Reflecting on the Leadership of Moses and Joshua
If we desire to see improvement as Christian leaders today, we need to return to the Old Testament. Several of its books will challenge us to revisit our notions about leadership. Let’s turn to the book of Exodus, which narrates the Hebrews’ experience of enslavement in Egypt. It was amid this era that Moses was born and that he went into exile for killing an Egyptian. Sometime later, Moses encountered God in a burning bush, discovered God’s plan to save Israel, and learned God’s name. The LORD God elected him to liberate and save Israel.
When we reflect on Moses’ leadership, we naturally think about ancient Israel’s freedom. Truly, there is a deficiency in a kind of leadership today among Christian leaders that the Exodus event suggests with urgency. Today, we need to cultivate among those in the Christian ministry field and within our parishes a Mosaic leadership that is capable of freeing and liberating our brothers and sisters from their sinful circumstances and from the oppressive structures that surround them. Indeed, true leadership frees people, empowers them to grow, and facilitates their social and spiritual advancement.
The stories of Joshua, Gideon, Saul, David, and Solomon also reveal aspects and conditions of leadership that we ought to pay more attention to. Joshua succeeded Moses as the only one who could, given that Moses had laid his hands upon him. Joshua, saturated with the spirit of wisdom (Deut. 34:9), was given the obedience of the Israelites and faithfully carried out the LORD’s command to Moses. The first chapter of Joshua details how God granted protection and authority to Joshua just as Moses had them. With this divine protection and authority, Joshua also possessed essential leadership characteristics that are equally crucial for leaders. He exhibited very powerful leadership skills in decision-making and organization even when he was quite advanced in age. We read about him using these skills, particularly in chapters 13 through 22, when he divided the land among the tribes and resolved the (potential) conflicts related to boundaries and territories.
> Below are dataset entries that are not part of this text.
PR #3287, opened 2026-08-12
feat(dev): CAT-3 expose fence-suppressed escalations

thagale:
Courtesy PR — mirrors a fix already merged on our fork (thagale/catalyst#83). Not intended to be merged here; opened for upstream visibility per our dual-PR convention.

Fixes `defaultEscalate()` in `stale-pr-rescue-timer.mjs` (and the equivalent scheduler.mjs terminal-sweep/dependency-cycle sites via the already-open CAT-173 courtesy PR #3241) so a zombie-guard-suppressed escalation write emits an observable `escalation.fence-suppressed` event instead of silently vanishing.

Built on top of CAT-173 (#3241) since this fix depends on its fence-standoff retry contract, which hasn't landed on `main` here yet.

PR #3288, opened 2026-08-12
fix(dev): CAT-219 window fence suppression events

thagale:
Courtesy PR — mirrors a fix already merged on our fork (thagale/catalyst#101). Not intended to be merged here; opened for upstream visibility per our dual-PR convention.

Adds a delegate-queue ceiling fallback to `defaultEscalate()`: when the delegate queue is full, falls back to a plain needs-human label instead of dropping the escalation.

Built on top of CAT-3 (#3287) and CAT-173 (#3241), which this depends on.


ryanrozich:

PR #3297, opened 2026-08-12
fix(dev): CAT-223 terminally-stalled worker directories should not keep tickets stuck in-flight

thagale:
Courtesy PR — mirrors a fix already merged on our fork (thagale/catalyst#89). Not intended to be merged here; opened for upstream visibility per our dual-PR convention.

A terminally-stalled worker directory no longer counts as in-flight, so the scheduler can re-dispatch or explicitly skip it instead of the board silently freezing with free slots and zero dispatches. Adds `dispatch-skip.mjs` (named skip reasons) and `stalled-repull.mjs` (re-pull budget).

Built on top of CAT-3 (#3287) and CAT-173 (#3241), which this depends on.


ryanrozich:

PR #3300, opened 2026-08-12
feat(dev): CTL-1790 PR-2 — three-valued outcome verdict (foundation, NOT wired)

ryanrozich:
> **DRAFT — do not merge yet.** This module has **no production caller**. Merging it as-is would ship a feature that has never produced an output, which is precisely what this project's acceptance test forbids. It merges once PR-3 wires it in shadow mode.

The structural decision behind the CTL-1790 inversion, extracted so it can be reviewed on its own after three blocked rounds.

## Why three values

Rounds 1–3 all died on the same thing: **a boolean probe conflates "I checked, the work is absent" with "I could not check."** Every probe in `work-done-probes.mjs` returns `false` for both, so inverting on `false` manufactures terminal failures out of GitHub outages, unresolvable worktrees, absent probes, and circular probes.

```
VERDICT = { DONE, NOT_DONE, UNKNOWN }
```

and the entire safety property is one rule:

> **UNKNOWN never writes `failed`.**

On UNKNOWN the caller reproduces today's behavior byte-for-byte (the flip still writes `done`) and emits telemetry. This mirrors the house rule already stated verbatim at `recovery.mjs:3027-3028` for the freshness gate.

`shouldWriteFailed` tests **positively** for `NOT_DONE` rather than `!== DONE`, so a verdict value added later cannot silently become a reason to fail work.

## The allowlist is a safety property, not an oversight

`INVERTIBLE_PHASES` admits eight phases. The two post-PR phases are exempt, for two *different* reasons:

- **`teardown`** has **no probe at all** (verified by executing `hasProbe` over all ten canonical phases, with the negative control `hasProbe("not-a-phase") === false`) **and** is the sole gate for all three Linear-Done writers. A fail-closed inversion there writes `failed`, `signals["teardown"]` never reads `done`, and **all three go dark at once** — PR merged, ticket never Done, worktree never removed. `isTicketTerminalOrMerged` would then likely *suppress* the alarm, since it returns `{terminal:true, reason:"pr-merged"}`. A silent permanent stall behind green health signals — **exactly the round-2 blocker**.
- **`monitor-deploy`** has a probe, but it reads the **same inode its writer writes** (the CTL-701 dual-use signal file). Circular by construction — no replay can exist in which probe-input and write-target are independent.

An **allowlist** (not a denylist) makes both structurally unreachable, and a phase added to the pipeline later is exempt until somebody deliberately admits it.

## Blast radius: 1 of 31, not 15 of 31

The live `16 declared / 15 fabricated` was never decomposed before. It is:

| ticket | advances | declared | fabricated |
|---|---|---|---|
| CTL-1774 | 9 | **9** (full pipeline) | 0 |
| CTL-56 | 22 | 7 | **15** |

All 15 sit on **two edges of one ticket** — 14× `monitor-merge → monitor-deploy` (13 of those a replay burst inside 55 s, re-reading one stale file) and 1× `monitor-deploy → teardown`.

Under this design exactly **one** changes outcome, and it is a **true positive**: the pipeline advanced past `monitor-merge` while PR #3277 was still unmerged — it merged **36 m 34 s later**. The 13 replays never occur because #1 stops the edge. The `monitor-deploy` one is exempt and unchanged, so **the Linear-Done backstop is provably untouched**.

So *"48% of advances are fabricated"* is **not** the blast radius. The gate is `fabricated ∧ phase-invertible ∧ probe-says-NOT-DONE` — 1/31 on the only sample that exists. That conjunction is why round 1's unconditional inversion was correctly blocked: it gated on the first conjunct alone.

Both cases are replayed as tests, including the discriminator that matters: the **same phase and ticket** with a throwing probe yields UNKNOWN, not a failure.

## Tests — 21

Covering: no UNKNOWN reason on any phase can produce a failed write (cross-product); only explicit NOT_DONE in enforce mode does; a non-boolean probe result is UNKNOWN rather than coerced (`undefined` is falsy — the arity-bug shape that produced 11 false negatives in CTL-1801); an exempt phase **never invokes the probe at all** (the daemon tick has a documented event-loop-stall history, so an exempt phase must not pay for a spawn).

## Next

- **PR-3** — wire in shadow at `flipSignalDoneOnSuccess`, which is already `async` at its call site, so an awaited probe blocks nothing. Threading `phase`/`ticket` through is the bulk of that change.
- **`enforce` is BLOCKED** on **CTL-1805** — the `monitor-merge → monitor-deploy` edge re-fired **13× in 55 s** from an unchanged signal file, and the mechanism is not yet established. That is 13 chances to write a terminal `failed` on a merged PR.

Full design, with a verification ledger stating how each claim was checked: `thoughts/shared/research/2026-08-12-ctl-1790-round4-design.md`.

### DIFF
--- a/plugins/dev/scripts/execution-core/outcome-verdict.mjs
+++ b/plugins/dev/scripts/execution-core/outcome-verdict.mjs
@@ -1,0 +1,215 @@
+// outcome-verdict.mjs — the three-valued outcome verdict behind CTL-1790.
+//
+// THE PROBLEM THIS EXISTS TO SOLVE. When a phase worker exits cleanly WITHOUT
+// declaring an outcome, the pipeline fabricates a terminal `done` from the clean
+// process exit (`sdk-success-flip`). Measured live on host mini after CTL-1789
+// shipped: of 31 phase advancements, 16 were `declared` and **15 were
+// `fabricated`**. The pipeline was inferring success roughly half the time.
+//
+// Three prior attempts to simply invert that — treat an undeclared exit as
+// `failed` — were each blocked by a real defect. All three died on the SAME
+// thing, and it is the reason this module exists:
+//
+//   **A boolean probe conflates "I checked, the work is absent" with "I could
+//   not check."** Every probe in work-done-probes.mjs returns `false` for both.
+//   Inverting on `false` therefore manufactures terminal failures out of GitHub
+//   outages, unresolvable worktrees, absent probes, and circular probes.
+//
+// So the verdict is THREE-valued, and the whole safety property is one rule:
+//
+//   **UNKNOWN NEVER WRITES `failed`.** On UNKNOWN the caller reproduces today's
+//   behavior byte-for-byte (the flip still writes `done`) and emits telemetry.
+//   An inversion may only fire on a probe that is decisive AND non-circular AND
+//   on a phase the allowlist admits.
+//
+// This mirrors the house rule already stated verbatim at recovery.mjs:3027-3028
+// — "STRICTLY gated on snap.isFresh — a stale/cold snapshot skips the
+// cross-check and suppresses exactly as before."
+//
+// Zero imports beyond the probe registry, so a bare-Node caller can load it.
+
+import { hasProbe } from "./work-done-probes.mjs";
+
+export const VERDICT = Object.freeze({
+  DONE: "done",
+  NOT_DONE: "not-done",
+  UNKNOWN: "unknown",
+});
+
+// Why a verdict came back UNKNOWN. Every one of these is a case where an
+// absence is NOT evidence, and the caller must fall back to today's behavior.
+export const UNKNOWN_REASONS = Object.freeze({
+  NO_PROBE_FOR_PHASE: "no-probe-for-phase", // hasProbe(phase) === false — teardown
+  PHASE_EXEMPT: "phase-exempt", // phase not in INVERTIBLE_PHASES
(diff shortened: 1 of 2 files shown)


ryanrozich:
Closing — superseded by the goal-loop pivot, not by a defect in this code.

This PR builds `outcome-verdict.mjs`: a three-valued DONE/NOT_DONE/UNKNOWN verdict so a probe could contradict the SDK success flip without manufacturing failures out of GitHub outages, missing worktrees and probe-less phases. It solves *make inference safe*.

Under goal-loops that problem ceases to exist. A worker declares its own outcome or nothing is recorded — there is nothing left to infer. CTL-1790 is rewritten accordingly: delete the fabricated `done`, write a terminal `abandoned`, emit `phase.<name>.abandoned.<ticket>`. No probe, no verdict, no flag, no shadow window.

Nothing here is being discarded for being wrong:
- **PR-1 (`e785a6e4`, the `matchesTicket` boundary fix) stands** — a live false-done vector, independent of the inversion.
- The round-4 design doc stays as history (`thoughts/shared/research/2026-08-12-ctl-1790-round4-design.md`). Its §0 verification ledger is still good; its §2 is obsolete.
- The un-timed `spawnSync` seams in `defaultRunGit`/`defaultRunGh` — the PR-1 companion that did not ship — are a real defect that survives the pivot and are being filed separately.

Branch `ctl-1790-outcome-verdict` left in place; the diff is two files and recoverable from this PR if the fork ever reverses.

What is Needed In Christian Leadership
Gideon highlighted the importance of leading through obedience. He prepared for battle by assembling a large army, but the LORD informed Gideon that he had too many soldiers. A modern military leader might respond, “How can one possibly have too many soldiers?!” Nonetheless, Gideon obeyed the LORD, reduced the number of soldiers from 32,000 to 300, and still defeated the 135,000 strong Midian army. An obedient leader is a fruitful and victorious one.
Our thoughts, words, and actions often portray the type of leader we are. As Christian leaders, we can learn something about how we ought to think, speak, and act as leaders by also considering the leadership of Saul, David, and Solomon. These three were not perfect leaders—indeed, who is? However, from King Solomon, we discover the importance of being a wise thinker. David’s leadership advises us that we must learn to speak confidently and persuasively and to pray fervently. Lastly, Saul’s leadership instructs us to act courageously, no matter what the circumstances are. In short, Christian leaders ought to be wise, confident, prayerful, and courageous, particularly during these very troubling and disconcerting times we are living in. All these leaders, in some way, prefigure the great Leader, Jesus Christ, who practiced a servant leadership that converts, heals, recreates, and saves. May Christ bless our Christian leaders with the Spirit of wisdom, faith, and fortitude.